### [Provided data]
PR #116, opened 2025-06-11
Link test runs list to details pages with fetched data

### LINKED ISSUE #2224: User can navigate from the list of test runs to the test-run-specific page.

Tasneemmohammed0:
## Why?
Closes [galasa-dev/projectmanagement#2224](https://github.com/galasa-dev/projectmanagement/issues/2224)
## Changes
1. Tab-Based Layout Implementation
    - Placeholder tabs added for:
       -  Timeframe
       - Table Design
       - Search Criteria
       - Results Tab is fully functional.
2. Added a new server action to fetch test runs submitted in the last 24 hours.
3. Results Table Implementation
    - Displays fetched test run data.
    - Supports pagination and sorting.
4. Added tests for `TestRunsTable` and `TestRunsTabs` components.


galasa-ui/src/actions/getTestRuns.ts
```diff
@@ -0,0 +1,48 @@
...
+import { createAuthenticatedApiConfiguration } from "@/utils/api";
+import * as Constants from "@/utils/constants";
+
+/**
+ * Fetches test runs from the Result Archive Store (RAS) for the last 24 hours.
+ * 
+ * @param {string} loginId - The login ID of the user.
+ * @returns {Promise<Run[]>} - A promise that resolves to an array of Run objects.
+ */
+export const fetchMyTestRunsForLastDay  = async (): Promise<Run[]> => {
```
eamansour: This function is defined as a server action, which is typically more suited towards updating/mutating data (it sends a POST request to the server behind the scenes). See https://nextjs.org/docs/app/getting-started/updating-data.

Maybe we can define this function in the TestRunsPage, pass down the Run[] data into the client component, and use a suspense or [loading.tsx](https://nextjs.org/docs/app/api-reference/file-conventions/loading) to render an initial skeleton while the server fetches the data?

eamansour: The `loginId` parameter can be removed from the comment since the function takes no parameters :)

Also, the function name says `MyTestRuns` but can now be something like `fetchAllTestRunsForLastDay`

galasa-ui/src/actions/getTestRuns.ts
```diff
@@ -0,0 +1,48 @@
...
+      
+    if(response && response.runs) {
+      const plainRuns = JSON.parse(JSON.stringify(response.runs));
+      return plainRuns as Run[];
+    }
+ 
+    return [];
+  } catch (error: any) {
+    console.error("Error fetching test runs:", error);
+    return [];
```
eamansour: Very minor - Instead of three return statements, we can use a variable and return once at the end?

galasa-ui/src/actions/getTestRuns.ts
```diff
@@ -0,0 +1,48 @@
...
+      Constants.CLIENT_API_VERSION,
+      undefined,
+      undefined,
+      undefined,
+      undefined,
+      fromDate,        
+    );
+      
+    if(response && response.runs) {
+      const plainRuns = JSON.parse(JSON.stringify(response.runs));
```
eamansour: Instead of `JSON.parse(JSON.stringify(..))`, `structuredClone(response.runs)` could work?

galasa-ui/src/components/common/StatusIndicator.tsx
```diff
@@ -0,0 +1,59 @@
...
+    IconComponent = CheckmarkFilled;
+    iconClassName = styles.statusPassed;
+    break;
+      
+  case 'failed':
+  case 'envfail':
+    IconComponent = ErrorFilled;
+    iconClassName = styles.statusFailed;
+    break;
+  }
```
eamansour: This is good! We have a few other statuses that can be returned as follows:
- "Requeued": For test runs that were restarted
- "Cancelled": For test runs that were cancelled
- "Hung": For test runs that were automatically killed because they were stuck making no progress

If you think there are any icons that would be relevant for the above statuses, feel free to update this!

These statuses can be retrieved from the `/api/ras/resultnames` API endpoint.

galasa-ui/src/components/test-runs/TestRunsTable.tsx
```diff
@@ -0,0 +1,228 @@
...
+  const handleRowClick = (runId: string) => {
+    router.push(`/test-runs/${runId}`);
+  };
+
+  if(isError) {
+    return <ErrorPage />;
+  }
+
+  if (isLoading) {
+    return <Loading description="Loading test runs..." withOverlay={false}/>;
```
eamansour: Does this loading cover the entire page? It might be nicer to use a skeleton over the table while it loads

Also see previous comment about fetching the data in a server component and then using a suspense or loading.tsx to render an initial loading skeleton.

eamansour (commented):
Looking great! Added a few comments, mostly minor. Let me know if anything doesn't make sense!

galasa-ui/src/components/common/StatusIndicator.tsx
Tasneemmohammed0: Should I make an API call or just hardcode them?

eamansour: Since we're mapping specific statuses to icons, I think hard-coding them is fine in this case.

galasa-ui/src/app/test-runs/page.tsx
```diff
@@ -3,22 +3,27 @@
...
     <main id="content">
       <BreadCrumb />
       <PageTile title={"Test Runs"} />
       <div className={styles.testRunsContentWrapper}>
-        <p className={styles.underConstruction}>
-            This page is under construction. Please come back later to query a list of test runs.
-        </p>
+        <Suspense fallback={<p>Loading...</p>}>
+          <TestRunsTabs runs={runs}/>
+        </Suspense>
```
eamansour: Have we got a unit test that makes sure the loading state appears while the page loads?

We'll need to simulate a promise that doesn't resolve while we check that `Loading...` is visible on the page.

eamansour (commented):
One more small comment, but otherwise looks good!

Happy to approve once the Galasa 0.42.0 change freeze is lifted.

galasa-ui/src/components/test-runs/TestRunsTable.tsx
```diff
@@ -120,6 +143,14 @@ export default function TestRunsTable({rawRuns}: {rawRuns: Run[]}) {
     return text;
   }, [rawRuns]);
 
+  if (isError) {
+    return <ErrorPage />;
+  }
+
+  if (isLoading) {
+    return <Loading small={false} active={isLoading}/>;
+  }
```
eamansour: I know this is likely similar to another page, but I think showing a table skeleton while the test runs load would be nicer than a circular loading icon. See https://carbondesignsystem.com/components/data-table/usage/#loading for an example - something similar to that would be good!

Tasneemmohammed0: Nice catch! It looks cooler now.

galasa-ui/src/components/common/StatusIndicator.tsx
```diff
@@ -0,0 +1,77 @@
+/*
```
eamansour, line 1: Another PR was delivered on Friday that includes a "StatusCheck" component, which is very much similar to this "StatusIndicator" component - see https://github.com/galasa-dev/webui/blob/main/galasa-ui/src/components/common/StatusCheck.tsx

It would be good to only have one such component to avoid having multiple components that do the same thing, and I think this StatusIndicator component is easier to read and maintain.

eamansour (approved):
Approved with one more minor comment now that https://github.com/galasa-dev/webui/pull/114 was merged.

### [Prompt]
Repeat the listing exactly, from its first line to its last.

### [Answer space]
PR #116, opened 2025-06-11
Link test runs list to details pages with fetched data

### LINKED ISSUE #2224: User can navigate from the list of test runs to the test-run-specific page.

Tasneemmohammed0:
## Why?
Closes [galasa-dev/projectmanagement#2224](https://github.com/galasa-dev/projectmanagement/issues/2224)
## Changes
1. Tab-Based Layout Implementation
    - Placeholder tabs added for:
       -  Timeframe
       - Table Design
       - Search Criteria
       - Results Tab is fully functional.
2. Added a new server action to fetch test runs submitted in the last 24 hours.
3. Results Table Implementation
    - Displays fetched test run data.
    - Supports pagination and sorting.
4. Added tests for `TestRunsTable` and `TestRunsTabs` components.


galasa-ui/src/actions/getTestRuns.ts
```diff
@@ -0,0 +1,48 @@
...
+import { createAuthenticatedApiConfiguration } from "@/utils/api";
+import * as Constants from "@/utils/constants";
+
+/**
+ * Fetches test runs from the Result Archive Store (RAS) for the last 24 hours.
+ * 
+ * @param {string} loginId - The login ID of the user.
+ * @returns {Promise<Run[]>} - A promise that resolves to an array of Run objects.
+ */
+export const fetchMyTestRunsForLastDay  = async (): Promise<Run[]> => {
```
eamansour: This function is defined as a server action, which is typically more suited towards updating/mutating data (it sends a POST request to the server behind the scenes). See https://nextjs.org/docs/app/getting-started/updating-data.

Maybe we can define this function in the TestRunsPage, pass down the Run[] data into the client component, and use a suspense or [loading.tsx](https://nextjs.org/docs/app/api-reference/file-conventions/loading) to render an initial skeleton while the server fetches the data?

eamansour: The `loginId` parameter can be removed from the comment since the function takes no parameters :)

Also, the function name says `MyTestRuns` but can now be something like `fetchAllTestRunsForLastDay`

galasa-ui/src/actions/getTestRuns.ts
```diff
@@ -0,0 +1,48 @@
...
+      
+    if(response && response.runs) {
+      const plainRuns = JSON.parse(JSON.stringify(response.runs));
+      return plainRuns as Run[];
+    }
+ 
+    return [];
+  } catch (error: any) {
+    console.error("Error fetching test runs:", error);
+    return [];
```
eamansour: Very minor - Instead of three return statements, we can use a variable and return once at the end?

galasa-ui/src/actions/getTestRuns.ts
```diff
@@ -0,0 +1,48 @@
...
+      Constants.CLIENT_API_VERSION,
+      undefined,
+      undefined,
+      undefined,
+      undefined,
+      fromDate,        
+    );
+      
+    if(response && response.runs) {
+      const plainRuns = JSON.parse(JSON.stringify(response.runs));
```
eamansour: Instead of `JSON.parse(JSON.stringify(..))`, `structuredClone(response.runs)` could work?

galasa-ui/src/components/common/StatusIndicator.tsx
```diff
@@ -0,0 +1,59 @@
...
+    IconComponent = CheckmarkFilled;
+    iconClassName = styles.statusPassed;
+    break;
+      
+  case 'failed':
+  case 'envfail':
+    IconComponent = ErrorFilled;
+    iconClassName = styles.statusFailed;
+    break;
+  }
```
eamansour: This is good! We have a few other statuses that can be returned as follows:
- "Requeued": For test runs that were restarted
- "Cancelled": For test runs that were cancelled
- "Hung": For test runs that were automatically killed because they were stuck making no progress

If you think there are any icons that would be relevant for the above statuses, feel free to update this!

These statuses can be retrieved from the `/api/ras/resultnames` API endpoint.

galasa-ui/src/components/test-runs/TestRunsTable.tsx
```diff
@@ -0,0 +1,228 @@
...
+  const handleRowClick = (runId: string) => {
+    router.push(`/test-runs/${runId}`);
+  };
+
+  if(isError) {
+    return <ErrorPage />;
+  }
+
+  if (isLoading) {
+    return <Loading description="Loading test runs..." withOverlay={false}/>;
```
eamansour: Does this loading cover the entire page? It might be nicer to use a skeleton over the table while it loads

Also see previous comment about fetching the data in a server component and then using a suspense or loading.tsx to render an initial loading skeleton.

eamansour (commented):
Looking great! Added a few comments, mostly minor. Let me know if anything doesn't make sense!

galasa-ui/src/components/common/StatusIndicator.tsx
Tasneemmohammed0: Should I make an API call or just hardcode them?

eamansour: Since we're mapping specific statuses to icons, I think hard-coding them is fine in this case.

galasa-ui/src/app/test-runs/page.tsx
```diff
@@ -3,22 +3,27 @@
...
     <main id="content">
       <BreadCrumb />
       <PageTile title={"Test Runs"} />
       <div className={styles.testRunsContentWrapper}>
-        <p className={styles.underConstruction}>
-            This page is under construction. Please come back later to query a list of test runs.
-        </p>
+        <Suspense fallback={<p>Loading...</p>}>
+          <TestRunsTabs runs={runs}/>
+        </Suspense>
```
eamansour: Have we got a unit test that makes sure the loading state appears while the page loads?

We'll need to simulate a promise that doesn't resolve while we check that `Loading...` is visible on the page.

eamansour (commented):
One more small comment, but otherwise looks good!

Happy to approve once the Galasa 0.42.0 change freeze is lifted.

galasa-ui/src/components/test-runs/TestRunsTable.tsx
```diff
@@ -120,6 +143,14 @@ export default function TestRunsTable({rawRuns}: {rawRuns: Run[]}) {
     return text;
   }, [rawRuns]);
 
+  if (isError) {
+    return <ErrorPage />;
+  }
+
+  if (isLoading) {
+    return <Loading small={false} active={isLoading}/>;
+  }
```
eamansour: I know this is likely similar to another page, but I think showing a table skeleton while the test runs load would be nicer than a circular loading icon. See https://carbondesignsystem.com/components/data-table/usage/#loading for an example - something similar to that would be good!

Tasneemmohammed0: Nice catch! It looks cooler now.

galasa-ui/src/components/common/StatusIndicator.tsx
```diff
@@ -0,0 +1,77 @@
+/*
```
eamansour, line 1: Another PR was delivered on Friday that includes a "StatusCheck" component, which is very much similar to this "StatusIndicator" component - see https://github.com/galasa-dev/webui/blob/main/galasa-ui/src/components/common/StatusCheck.tsx

It would be good to only have one such component to avoid having multiple components that do the same thing, and I think this StatusIndicator component is easier to read and maintain.

eamansour (approved):
Approved with one more minor comment now that https://github.com/galasa-dev/webui/pull/114 was merged.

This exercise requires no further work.